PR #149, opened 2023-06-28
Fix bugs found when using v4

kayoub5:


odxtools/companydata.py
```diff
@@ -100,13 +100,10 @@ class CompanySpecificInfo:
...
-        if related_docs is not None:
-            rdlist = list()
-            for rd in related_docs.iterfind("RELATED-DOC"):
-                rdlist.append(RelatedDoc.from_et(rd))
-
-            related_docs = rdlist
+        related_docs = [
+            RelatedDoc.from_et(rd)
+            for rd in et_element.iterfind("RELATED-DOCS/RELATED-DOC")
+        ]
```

·····

> **What is needed**
Please set down each line of the records exactly as given.

> **Task solution**
PR #149, opened 2023-06-28
Fix bugs found when using v4

kayoub5:


odxtools/companydata.py
```diff
@@ -100,13 +100,10 @@ class CompanySpecificInfo:
...
-        if related_docs is not None:
-            rdlist = list()
-            for rd in related_docs.iterfind("RELATED-DOC"):
-                rdlist.append(RelatedDoc.from_et(rd))
-
-            related_docs = rdlist
+        related_docs = [
+            RelatedDoc.from_et(rd)
+            for rd in et_element.iterfind("RELATED-DOCS/RELATED-DOC")
+        ]
```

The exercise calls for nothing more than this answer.